___ Material for this task ___

Issue #2497, opened 2022-01-12
Structure/array size rules are repeated in the spec


kvark:
"Alignment and Size" and "Structure Layout Rules" sections repeat the same equations for `AlignOf(S)` and `SizeOf(S)` of structs and arrays. Is it necessary to repeat ourselves?

When I'm reading it, my first thought is "since the rules are spelled out in this specific section, they might be specialized, and I need to use them instead". Then I'd read the rules a few times only to conclude that these are the same equations exactly. So I find it confusing and unnecessary.

dneto0:
I agree there is some redundancy.  The table gives the alignment and size of the entire type.
But the extra sections do spell out layout of interior items
- array element i is at strideof(..) * i
- structure member offset definitions.

Also, things are somewhat complicated by having user-controllable strides.  I'm proposing to remove that #2493, so the array will simplify from that. 

I think there is opportunity to streamline even more.  Maybe enough of it melts away that whatever necessary text can be folded into the more simply structured ["internal layout" section](file:///Users/dneto/project/gpuweb/wgsl/index.html#internal-value-layout).

Thanks for highlighting this.

PR #2521, opened 2022-01-21
editorial: streamline array and structure layout descriptions

dneto0:
Streamline structure layout section
    
    - Make 'alignment' and 'size' defined terms
    - Don't repeat the rule for overall struct alignment and size.
    - Rename "Structure Layout Rules" to "Structure Member Layout" because
      that's all that remains.
      - Streamline the text in this section.

    Simplify array layout section
    
    - move definition of element stride to start of memory layout section
    - remove redundant explanation of array size and alignment
    - remaining material in that example is just examples
    - Add more detail to examples, including computing N_runtime for
      runtime-sized array

Fixes: #2497

### DIFF
--- a/wgsl/index.bs
+++ b/wgsl/index.bs
@@ -575,9 +575,18 @@ An attribute must not be specified more than once per object or type.
     <td>positive i32 literal
     <td>Must only be applied to a member of a [=structure=] type.
 
-    Must be a power of 2.
+    Must be a power of 2, and must satisfy the required-alignment for the member type:
 
-    See memory layout [alignment and size](#alignment-and-size).
+    <p algorithm="align constraint">
+    If `align(`|n|`)` is applied to a member of |S|
+    with type |T|, and |S| is the [=store type=]
+    or contained in the store type for a variable in storage class |C|,
+    then |n| must satisfy:
+    |n|&nbsp;=&nbsp;|k|&nbsp;&times;&nbsp;[=RequiredAlignOf=](|T|,|C|)
+    for some positive integer |k|.
+    </p>
+
+    See [[#memory-layouts]]
 
   <tr><td><dfn noexport dfn-for="attribute">`binding`
     <td>non-negative i32 literal
@@ -655,6 +664,13 @@ An attribute must not be specified more than once per object or type.
     <td>Must only be applied to a member of a [=structure=] type.
 
     The number of bytes reserved in the struct for this member.
+    
+    This number must be at least the [=byte-size=] of the type of the member:
+    <p algorithm="byte-size constraint">
+    If `size(`|n|`)` is applied to a member with type |T|, then [=SizeOf=](|T|)&nbsp;&leq;&nbsp;|n|.
+    </p>
+
+    See [[#memory-layouts]]
 
   <tr><td><dfn noexport dfn-for="attribute">`stage`</dfn>
     <td>`compute`, `vertex`, or `fragment`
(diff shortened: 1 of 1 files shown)


wgsl/index.bs
```diff
@@ -1757,67 +1763,58 @@ following table:
...
-<p algorithm="structure member offset">
-  [=OffsetOfMember=](|S|, M<sub>N</sub>) = [=roundUp=]([=AlignOfMember=](|S|, M<sub>N</sub>), [=OffsetOfMember=](|S|, M<sub>N-1</sub>) + [=SizeOfMember=](|S|, M<sub>N-1</sub>)<br>
-  Where M<sub>N</sub> is the current member and M<sub>N-1</sub> is the previous member
+<p algorithm="structure member alignment">
+  [=AlignOfMember=](|S|, M<sub>i</sub>) is |k| if member M<sub>i</sub> has attribute [=attribute/align=](|k|).
+  Otherwise, it is [=AlignOf=](|T|) where |T| is the type of member M<sub>i</sub>.
 </p>
 
-Structure members must not overlap. If a structure member is decorated with the
+If a structure member is decorated with the
```
alan-baker, line 1797: I don't see a similar restriction on `align`. Do we intend to allow packed structures? This seems to be the existing state of affairs.

I would consider either moving or repeating this constraint in the definition of the size attribute (and align if a similar restriction is added).

wgsl/index.bs
```diff
@@ -1971,8 +1971,8 @@ then:
 
 When a value of structure type |S| is placed at byte offset |k| of a host-shared memory buffer,
 then:
-   * The |i|'<sup>th</sup> member of the structure value is placed at byte offset |k| + [=OffsetOfMember=](|S|,|i|)
-
+   * The |i|'<sup>th</sup> member of the structure value is placed at byte offset |k| + [=OffsetOfMember=](|S|,|i|).
```
alan-baker, line 1974: Is it worth mentioning only `k`s that do not violate the alignment of the structure are valid?

wgsl/index.bs
```diff
@@ -2037,7 +2037,8 @@ Arrays of element type |T| must have an [=element stride=] that is a
 multiple of the [=RequiredAlignOf=](|T|, |C|) for the storage class |C|:
 
 <p algorithm="array element minimum alignment">
-    [=StrideOf=](array<|T|[, |N|]>) = |k| &times; [=RequiredAlignOf=](|T|, C)<br>
+    [=StrideOf=](array<|T|, |N|>) = |k| &times; [=RequiredAlignOf=](|T|, C)<br>
```
alan-baker, line 2040: Without the `stride` attribute isn't `k` always 1?

alan-baker (changes requested):
Apologies if the existing issues I raised have been resolved. I don't remember that being the case though.

wgsl/index.bs
dneto0: > Do we intend to allow packed structures? This seems to be the existing state of affairs.

Good question.  It's a bit roundabout, but RequiredAlignOf ends up enforcing that actual alignments are at least as stringent as the defaults.


> Structure members of type T must have a byte offset from the start of the structure that is a multiple of the RequiredAlignOf(T, C) for the storage class C:

> OffsetOfMember(S, M) = k × RequiredAlignOf(T, C)

Maybe this is worth a note.

Of course, I could see an extension later that relaxes that.

dneto0: > I would consider either moving or repeating this constraint in the definition of the size attribute 

Makes a lot of sense.

wgsl/index.bs
dneto0: No. Example: `mat4x4<f32>` has AlignOf 16, and RequiredAlignOf 16.  But stride of an array of them is 64.

wgsl/index.bs
dneto0: This is true for all k's for all the types.  I'll add the general statement.

wgsl/index.bs
```diff
@@ -1672,27 +1672,33 @@ An 8-bit byte is the most basic unit of [=host-shareable=] memory.
...
-Each [=host-shareable=] data type |T| has an alignment and size value, denoted
-by [=AlignOf=](|T|) and [=SizeOf=](|T|), respectively.
+Each [=host-shareable=] data type |T| has an alignment and size.
 
-Alignment guarantees that a value's address in memory will be a multiple of the
-specified value. This can enable more efficient hardware instructions to be used
-to access the value or satisfy more restrictive hardware requirements on certain
-storage classes. (see [storage class layout constraints](#storage-class-layout-constraints)).
+The <dfn>alignment</dfn> of a type is a constraint on where values of that type may be placed in memory:
+the memory address (in bytes) of a value of that type must be evenly divisible by the type's alignment.
```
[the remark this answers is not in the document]
dneto0: Changed to

> The alignment of a type is a constraint on where values of that type may be placed in memory, expressed as an integer: a type’s alignment must evenly divide the byte address of the starting memory location of a value of that type.

alan-baker (approved):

___

Aim of the exercise:
The complete listing must be printed again exactly as given.

Solved problem:
Issue #2497, opened 2022-01-12
Structure/array size rules are repeated in the spec


kvark:
"Alignment and Size" and "Structure Layout Rules" sections repeat the same equations for `AlignOf(S)` and `SizeOf(S)` of structs and arrays. Is it necessary to repeat ourselves?

When I'm reading it, my first thought is "since the rules are spelled out in this specific section, they might be specialized, and I need to use them instead". Then I'd read the rules a few times only to conclude that these are the same equations exactly. So I find it confusing and unnecessary.

dneto0:
I agree there is some redundancy.  The table gives the alignment and size of the entire type.
But the extra sections do spell out layout of interior items
- array element i is at strideof(..) * i
- structure member offset definitions.

Also, things are somewhat complicated by having user-controllable strides.  I'm proposing to remove that #2493, so the array will simplify from that. 

I think there is opportunity to streamline even more.  Maybe enough of it melts away that whatever necessary text can be folded into the more simply structured ["internal layout" section](file:///Users/dneto/project/gpuweb/wgsl/index.html#internal-value-layout).

Thanks for highlighting this.

PR #2521, opened 2022-01-21
editorial: streamline array and structure layout descriptions

dneto0:
Streamline structure layout section
    
    - Make 'alignment' and 'size' defined terms
    - Don't repeat the rule for overall struct alignment and size.
    - Rename "Structure Layout Rules" to "Structure Member Layout" because
      that's all that remains.
      - Streamline the text in this section.

    Simplify array layout section
    
    - move definition of element stride to start of memory layout section
    - remove redundant explanation of array size and alignment
    - remaining material in that example is just examples
    - Add more detail to examples, including computing N_runtime for
      runtime-sized array

Fixes: #2497

### DIFF
--- a/wgsl/index.bs
+++ b/wgsl/index.bs
@@ -575,9 +575,18 @@ An attribute must not be specified more than once per object or type.
     <td>positive i32 literal
     <td>Must only be applied to a member of a [=structure=] type.
 
-    Must be a power of 2.
+    Must be a power of 2, and must satisfy the required-alignment for the member type:
 
-    See memory layout [alignment and size](#alignment-and-size).
+    <p algorithm="align constraint">
+    If `align(`|n|`)` is applied to a member of |S|
+    with type |T|, and |S| is the [=store type=]
+    or contained in the store type for a variable in storage class |C|,
+    then |n| must satisfy:
+    |n|&nbsp;=&nbsp;|k|&nbsp;&times;&nbsp;[=RequiredAlignOf=](|T|,|C|)
+    for some positive integer |k|.
+    </p>
+
+    See [[#memory-layouts]]
 
   <tr><td><dfn noexport dfn-for="attribute">`binding`
     <td>non-negative i32 literal
@@ -655,6 +664,13 @@ An attribute must not be specified more than once per object or type.
     <td>Must only be applied to a member of a [=structure=] type.
 
     The number of bytes reserved in the struct for this member.
+    
+    This number must be at least the [=byte-size=] of the type of the member:
+    <p algorithm="byte-size constraint">
+    If `size(`|n|`)` is applied to a member with type |T|, then [=SizeOf=](|T|)&nbsp;&leq;&nbsp;|n|.
+    </p>
+
+    See [[#memory-layouts]]
 
   <tr><td><dfn noexport dfn-for="attribute">`stage`</dfn>
     <td>`compute`, `vertex`, or `fragment`
(diff shortened: 1 of 1 files shown)


wgsl/index.bs
```diff
@@ -1757,67 +1763,58 @@ following table:
...
-<p algorithm="structure member offset">
-  [=OffsetOfMember=](|S|, M<sub>N</sub>) = [=roundUp=]([=AlignOfMember=](|S|, M<sub>N</sub>), [=OffsetOfMember=](|S|, M<sub>N-1</sub>) + [=SizeOfMember=](|S|, M<sub>N-1</sub>)<br>
-  Where M<sub>N</sub> is the current member and M<sub>N-1</sub> is the previous member
+<p algorithm="structure member alignment">
+  [=AlignOfMember=](|S|, M<sub>i</sub>) is |k| if member M<sub>i</sub> has attribute [=attribute/align=](|k|).
+  Otherwise, it is [=AlignOf=](|T|) where |T| is the type of member M<sub>i</sub>.
 </p>
 
-Structure members must not overlap. If a structure member is decorated with the
+If a structure member is decorated with the
```
alan-baker, line 1797: I don't see a similar restriction on `align`. Do we intend to allow packed structures? This seems to be the existing state of affairs.

I would consider either moving or repeating this constraint in the definition of the size attribute (and align if a similar restriction is added).

wgsl/index.bs
```diff
@@ -1971,8 +1971,8 @@ then:
 
 When a value of structure type |S| is placed at byte offset |k| of a host-shared memory buffer,
 then:
-   * The |i|'<sup>th</sup> member of the structure value is placed at byte offset |k| + [=OffsetOfMember=](|S|,|i|)
-
+   * The |i|'<sup>th</sup> member of the structure value is placed at byte offset |k| + [=OffsetOfMember=](|S|,|i|).
```
alan-baker, line 1974: Is it worth mentioning only `k`s that do not violate the alignment of the structure are valid?

wgsl/index.bs
```diff
@@ -2037,7 +2037,8 @@ Arrays of element type |T| must have an [=element stride=] that is a
 multiple of the [=RequiredAlignOf=](|T|, |C|) for the storage class |C|:
 
 <p algorithm="array element minimum alignment">
-    [=StrideOf=](array<|T|[, |N|]>) = |k| &times; [=RequiredAlignOf=](|T|, C)<br>
+    [=StrideOf=](array<|T|, |N|>) = |k| &times; [=RequiredAlignOf=](|T|, C)<br>
```
alan-baker, line 2040: Without the `stride` attribute isn't `k` always 1?

alan-baker (changes requested):
Apologies if the existing issues I raised have been resolved. I don't remember that being the case though.

wgsl/index.bs
dneto0: > Do we intend to allow packed structures? This seems to be the existing state of affairs.

Good question.  It's a bit roundabout, but RequiredAlignOf ends up enforcing that actual alignments are at least as stringent as the defaults.


> Structure members of type T must have a byte offset from the start of the structure that is a multiple of the RequiredAlignOf(T, C) for the storage class C:

> OffsetOfMember(S, M) = k × RequiredAlignOf(T, C)

Maybe this is worth a note.

Of course, I could see an extension later that relaxes that.

dneto0: > I would consider either moving or repeating this constraint in the definition of the size attribute 

Makes a lot of sense.

wgsl/index.bs
dneto0: No. Example: `mat4x4<f32>` has AlignOf 16, and RequiredAlignOf 16.  But stride of an array of them is 64.

wgsl/index.bs
dneto0: This is true for all k's for all the types.  I'll add the general statement.

wgsl/index.bs
```diff
@@ -1672,27 +1672,33 @@ An 8-bit byte is the most basic unit of [=host-shareable=] memory.
...
-Each [=host-shareable=] data type |T| has an alignment and size value, denoted
-by [=AlignOf=](|T|) and [=SizeOf=](|T|), respectively.
+Each [=host-shareable=] data type |T| has an alignment and size.
 
-Alignment guarantees that a value's address in memory will be a multiple of the
-specified value. This can enable more efficient hardware instructions to be used
-to access the value or satisfy more restrictive hardware requirements on certain
-storage classes. (see [storage class layout constraints](#storage-class-layout-constraints)).
+The <dfn>alignment</dfn> of a type is a constraint on where values of that type may be placed in memory:
+the memory address (in bytes) of a value of that type must be evenly divisible by the type's alignment.
```
[the remark this answers is not in the document]
dneto0: Changed to

> The alignment of a type is a constraint on where values of that type may be placed in memory, expressed as an integer: a type’s alignment must evenly divide the byte address of the starting memory location of a value of that type.

alan-baker (approved):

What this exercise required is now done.